The Sound
Classification Challenge
AudioSet is the ImageNet of audio: 2M+ clips across 632 sound classes. Understanding how models learn to hear is the foundation of audio AI.
AudioSet Stats
How Audio Classification Works
Mel Spectrogram
Raw audio is converted into a 2D time-frequency image using the Short-Time Fourier Transform (STFT), then mapped to the mel scale which approximates human pitch perception. The result is a 128-bin spectrogram where the x-axis is time and y-axis is frequency.
Patch Embedding
The spectrogram is split into non-overlapping 16x16 patches (like Vision Transformers do with images). Each patch is linearly projected into an embedding vector and combined with positional encodings that preserve spatial and temporal order.
Multi-Label Prediction
Unlike image classification (one label per image), audio clips often contain overlapping sounds. Models use sigmoid outputs per class instead of softmax, and evaluation uses mAP (mean Average Precision) rather than top-1 accuracy.
AudioSet Leaderboard
Detailed comparison on AudioSet eval set. All models use 10-second input clips with mel spectrogram features.
| Model | mAP | mAUC | Params | Pretraining | Year |
|---|---|---|---|---|---|
#1 SSLAM University of Surrey / Univ. of Edinburgh | 0.502 | 0.977 | 88M | AudioSet-2M self-supervised | 2025 |
#2 EAT Chinese Academy of Sciences | 0.486 | 0.973 | 88M | AudioSet-2M self-supervised | 2024 |
#3 A-JEPA (ViT-B) Zhejiang University / Huawei | 0.486 | 0.973 | 86M | AudioSet-2M self-supervised | 2023 |
#4 BAT University of Surrey | 0.485 | 0.973 | 91M | AudioSet-2M self-supervised | 2026 |
#5 AST (AudioSet + ImageNet) MIT/IBM | 0.485 | 0.972 | 87M | ImageNet-21k + AudioSet | 2021 |
#6 BEATs iter3 AS2M Microsoft | 0.480 | 0.975 | 90M | AudioSet-2M self-supervised | 2023 |
#7 EfficientAT-M2 TU Munich | 0.476 | 0.971 | 30M | ImageNet + AudioSet | 2023 |
#8 HTS-AT ByteDance | 0.471 | 0.970 | 31M | AudioSet | 2022 |
#9 CLAP (HTSAT-base) LAION/Microsoft | 0.463 | 0.968 | 86M | LAION-Audio-630K | 2023 |
#10 PANNs CNN14 ByteDance | 0.431 | 0.963 | 81M | AudioSet from scratch | 2020 |
SSLAM
ICLR 2025. Trains on audio mixtures to improve polyphonic robustness; +3.9% over prior SOTA on AS-2M
EAT
IJCAI 2024. Utterance-Frame Objective enables ~15x faster pretraining than MAE-style models
A-JEPA (ViT-B)
Adapts I-JEPA to audio; predicts latent representations rather than reconstructing raw spectrograms
BAT
Feb 2026. Modernizes Data2Vec 2.0 with gated attention SSL targets; new SOTA frozen-feature probing without fine-tuning
Key Metrics Explained
The primary AudioSet metric. Computes Average Precision for each of 527 classes, then averages. Handles multi-label: a clip with "dog bark" + "wind" gets scored on both predictions independently.
SOTA: 0.502 (SSLAM, 2025)
Measures how well the model separates positive from negative examples across all operating thresholds. Less sensitive to class imbalance than mAP. Most models score 0.96–0.98, making it less discriminating at the frontier.
SOTA: 0.977 (SSLAM, 2025)
Standard single-label accuracy used for ESC-50 where each clip has exactly one correct class. Unlike mAP, this uses argmax (one prediction per clip). ESC-50 is approaching saturation at 99.1%.

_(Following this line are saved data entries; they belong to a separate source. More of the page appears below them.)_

PR #3545, opened 2025-07-28
fix: correct typos in Snap types and validation

DeVikingMark:


packages/snaps-utils/src/url.test.ts
```diff
@@ -39,8 +39,8 @@ describe('parseMetaMaskUrl', () => {
   });
 
   it('will throw on an invalid scheme', () => {
-    expect(() => parseMetaMaskUrl('metmask://client/')).toThrow(
-      'Unable to parse URL. Expected the protocol to be "metamask:", but received "metmask:".',
+    expect(() => parseMetaMaskUrl('metamask://client/')).toThrow(
```
Mrtenz: "metmask" is intentional here, since we're testing if the given protocol is invalid.

packages/snaps-utils/src/manifest/validation.ts
```diff
@@ -268,7 +268,7 @@ export type SnapPermissions = InferMatching<
   InitialPermissions
 >;
 
-export const SnapAuxilaryFilesStruct = array(string());
+export const SnapAuxiliaryFilesStruct = array(string());
```
Mrtenz, line 271: Thanks, this makes sense to me. For backwards compatibility sake though, can you add an alias of the fixed variable and mark it `@deprecated`?

Mrtenz (changes requested):

packages/snaps-utils/src/snaps.ts
```diff
@@ -80,7 +80,7 @@ export type VersionHistory = {
   date: number;
 };
 
-export type SnapAuxilaryFile = {
+export type SnapAuxiliaryFile = {
```
Mrtenz, line 83: Do you mind adding a deprecated alias here as well?

PR #3546, opened 2025-07-30
feat: Add `snap_trackError` and `snap_trackEvent` support to `snaps-jest`

Mrtenz:
This adds support to `snaps-jest` for the `snap_trackError` and `snap_trackEvent` methods. Internally in the simulation framework, tracked errors and events are stored in state, and made available to the response as `errors` and `events` properties. This can be combined with the new `toTrackError` and `toTrackEvent` matchers to check if errors or events are tracked.

I've updated the preinstalled example tests to use the new functionality, and added an RPC method for tracking events as well.


packages/examples/packages/preinstalled/src/index.test.tsx
FrederikBolding, line 1: Are the tracing functions gonna be done separately? At the very least we should return some bogus data to not crash the Snap

Mrtenz: I don't know how we can make these testable in a meaningful way, but yeah I can add a response mock at least if you prefer.

packages/snaps-simulation/src/request.ts
```diff
@@ -106,6 +117,8 @@ export function handleRequest({
             result: getSafeJson(result),
           },
           notifications,
+          errors,
+          events,
```
FrederikBolding: Hmm, wondering if these could be confused for thrown errors / emitted events instead of values from `snap_track...`

Mrtenz: Can rename to `trackedErrors` and `trackedEvents`? Or nest them in a `tracked` property or whatever.

packages/snaps-simulation/src/methods/hooks/get-snap.ts
```diff
@@ -0,0 +1,50 @@
...
+
+/**
+ * Get a method that can be used to track an event.
+ *
+ * @param preinstalled - Whether the Snap is preinstalled. If `true`, the Snap
+ * will be returned as a preinstalled Snap.
+ * @returns A method that can be used to track an event.
+ */
+export function getGetSnapImplementation(preinstalled: boolean = true) {
+  return (): Snap => {
```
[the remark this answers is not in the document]
FrederikBolding: @Mrtenz Potentially worth it to add `(_snapId)` just for clarity

packages/snaps-simulation/src/simulation.ts
```diff
@@ -466,6 +492,10 @@ export function getPermittedHooks(
     getSnapState: getPermittedGetSnapStateMethodImplementation(runSaga),
     updateSnapState: getPermittedUpdateSnapStateMethodImplementation(runSaga),
     clearSnapState: getPermittedClearSnapStateMethodImplementation(runSaga),
+
+    getSnap: getGetSnapImplementation(true),
```
FrederikBolding, line 496: Are we intending on preinstalled being true for every Snap using snaps-jest?

Mrtenz: Yes, since it's only used for the methods restricted to preinstalled Snaps. We can make it configurable but I don't know if it's worth the effort?

packages/snaps-simulation/src/request.ts
FrederikBolding: Yeah, something like that may be cleaner, just to not have confusion about where errors are being returned

packages/snaps-simulation/src/methods/hooks/track-error.ts
```diff
@@ -0,0 +1,31 @@
...
+
+/**
+ * Track an error.
+ *
+ * @param error - The error to track.
+ * @returns `null`.
+ * @yields Adds the error to the store.
+ */
+function* trackErrorImplementation(error: Error): SagaIterator {
+  const serialisedError = getJsonError(error);
```
FrederikBolding, line 16: How come we need this? Shouldn't this mirror the client implementation?

Mrtenz: In the client we deserialise to an `Error` instance before sending the errors to sentry. I think reserialising makes it easier to test, since you can use a standard object for assertions instead of having to construct an error.

packages/snaps-simulation/src/simulation.ts
FrederikBolding: Fine to default to true for now

FrederikBolding (approved):

PR #3547, opened 2025-07-30
feat: Add `snap_startTrace` and `snap_endTrace` support to `snaps-jest`

Mrtenz:


packages/examples/packages/preinstalled/src/index.tsx
```diff
@@ -97,6 +97,22 @@ export const onRpcRequest: OnRpcRequestHandler = async ({ request }) => {
       });
     }
 
+    case 'trace': {
```
Mrtenz: I had to add this because we clear the trackables state for every request. We could consider not clearing performance traces between requests as well.

FrederikBolding: Would it be a lot of work to keep `pendingTraces` between runs?

packages/snaps-simulation/src/methods/hooks/end-trace.ts
```diff
@@ -0,0 +1,30 @@
...
+
+import type { RunSagaFunction } from '../../store';
+import { endTrace } from '../../store';
+
+/**
+ * End a performance trace.
+ *
+ * @param event - The performance trace to end.
+ * @returns `null`.
+ * @yields Adds the event to the store.
```
FrederikBolding:
```suggestion
 * @yields Adds the completed trace to the store.
```

packages/snaps-simulation/src/methods/hooks/start-trace.ts
```diff
@@ -0,0 +1,35 @@
...
+
+import type { RunSagaFunction } from '../../store';
+import { startTrace } from '../../store';
+
+/**
+ * Start a performance trace.
+ *
+ * @param event - The performance trace to start.
+ * @returns `null`.
+ * @yields Adds the event to the store.
```
FrederikBolding:
```suggestion
 * @yields Adds the pending trace to the store.
```

packages/examples/packages/preinstalled/src/index.tsx
FrederikBolding: Unsure whether most usage would be during a single request tbh 🤔

Mrtenz: We explicitly clear it, so it would be easy to keep it. Just unsure about the expectations.

packages/snaps-simulation/src/store/trackables.ts
```diff
@@ -42,14 +59,32 @@ export const trackablesSlice = createSlice({
     trackEvent: (state, action: PayloadAction<TrackedEvent>) => {
       state.events.push(castDraft(action.payload));
     },
+    startTrace: (state, action: PayloadAction<TraceRequest>) => {
+      const trace = castDraft(action.payload);
+      state.pendingTraces.push(trace);
+    },
+    endTrace: (state, action: PayloadAction<EndTraceParams>) => {
+      const trace = castDraft(action.payload);
```
FrederikBolding: Curious about the types here, how does `EndTraceParams` map to `TraceRequest`?

Mrtenz: Just an oversight in my implementation, just fixed it.

packages/examples/packages/preinstalled/src/index.tsx
FrederikBolding: Do we have no existing state between requests?

Mrtenz: Right now all the notifications and trackables are cleared:

https://github.com/MetaMask/snaps/blob/f08611ac94329d4afc66cd5a86eb4f1bc7de2fc7/packages/snaps-simulation/src/request.ts#L104-L105

But Snap state isn't.

FrederikBolding: Hmm. Up to you whether you think it makes sense to persist it between runs, we can always easily change the behavior.

packages/snaps-simulation/src/store/trackables.ts
```diff
@@ -42,14 +59,34 @@ export const trackablesSlice = createSlice({
     trackEvent: (state, action: PayloadAction<TrackedEvent>) => {
       state.events.push(castDraft(action.payload));
     },
+    startTrace: (state, action: PayloadAction<TraceRequest>) => {
+      const trace = castDraft(action.payload);
+      state.pendingTraces.push(trace);
+    },
+    endTrace: (state, action: PayloadAction<EndTraceParams>) => {
+      const endTrace = castDraft(action.payload);
+      const index = state.pendingTraces.findIndex(
```
FrederikBolding: Do we need logic to handle multiple pending traces with the same name/id?

Mrtenz: Other than changing it to LIFO like Cursor suggested, I'm not sure what we should change. Unless you think new traces should override existing ones if the name/ID is the same? I have no idea how Sentry handles it, but generally I would expect that Snaps don't run multiple traces at the same time with the same name.

FrederikBolding: Do we need to match on both name and ID? Are we expecting that Snaps will pass both (our example does not)?

Mrtenz: The name is required, but ID is optional. For matching, just passing a name in both cases will work (since `undefined === undefined`), but if the ID in the end request is different it will fail.

FrederikBolding: Perhaps fair enough to expect the same parameters on both sides

FrederikBolding: But I think there is a chance we have to adjust this based on usage

FrederikBolding (approved):

packages/snaps-simulation/src/store/trackables.ts
```diff
@@ -42,14 +59,33 @@ export const trackablesSlice = createSlice({
...
+      if (index !== -1) {
+        const pendingTrace = state.pendingTraces[index];
+        state.pendingTraces.splice(index, 1);
+        state.traces.push(pendingTrace);
+      }
+    },
     clearTrackables: (state) => {
       state.events = [];
       state.errors = [];
+      state.traces = [];
```
FrederikBolding, line 83:
```suggestion
      state.traces = [];
      // We are not resetting `pendingTraces` to let them persist between requests.
```

Mrtenz: Not sure if this is necessary since it's documented in the test as well

FrederikBolding (approved):

PR #3551, opened 2025-07-31
release: `122.0.0`

Mrtenz:
This is the release candidate for version 122.0.0.


packages/examples/packages/preinstalled/package.json
```diff
@@ -1,6 +1,6 @@
 {
   "name": "@metamask/preinstalled-example-snap",
-  "version": "0.7.0",
+  "version": "0.7.1",
```
Mrtenz, line 3: Have to bump at least one non-private package for the release process to work.

FrederikBolding (approved):

PR #3552, opened 2025-08-01
fix: Properly stop Snaps when clearing state

FrederikBolding:
Properly stop Snaps instead of only terminating their execution when clearing state. This properly cleans up stuck requests that are not terminated gracefully.

### DIFF
--- a/packages/snaps-controllers/src/snaps/SnapController.ts
+++ b/packages/snaps-controllers/src/snaps/SnapController.ts
@@ -2265,11 +2265,6 @@ export class SnapController extends BaseController<
    */
   async clearState() {
     const snapIds = Object.keys(this.state.snaps);
-    if (this.#closeAllConnections) {
-      snapIds.forEach((snapId) => {
-        this.#closeAllConnections?.(snapId);
-      });
-    }
 
     await this.stopAllSnaps();
     snapIds.forEach((snapId) => this.#revokeAllSnapPermissions(snapId));


packages/snaps-controllers/src/snaps/SnapController.test.tsx
```diff
@@ -10231,19 +10239,39 @@ describe('SnapController', () => {
...
 
       expect(callActionSpy).toHaveBeenCalledWith(
         'PermissionController:revokeAllPermissions',
         MOCK_SNAP_ID,
       );
 
+      await expect(requestPromise).rejects.toThrow(
+        'npm:@metamask/example-snap was stopped and the request was cancelled. This is likely because the Snap crashed.',
+      );
+
```
GuillaumeRx, line 10274: Doesn't this means that if the snap is pending a request when we reset the state this error will be thrown?

FrederikBolding: Yes. This is the general error we throw when pending requests are cancelled.

GuillaumeRx: I'm afraid that we will see some Sentry errors rising in the controllers that doesn't catch the error

FrederikBolding: This was already the case, just not when calling `clearState`. Not much we can do about that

SOTA: 99.1% (OmniVec2, 2024)
Architecture Evolution
Audio classification architectures have evolved through three major phases. CNNs dominated until 2020 with models like PANNs. Vision Transformers took over in 2021 when AST showed that spectrograms could be treated as images. Since 2023, self-supervised methods (BEATs, EAT, SSLAM) have pushed SOTA by pre-training on unlabeled audio.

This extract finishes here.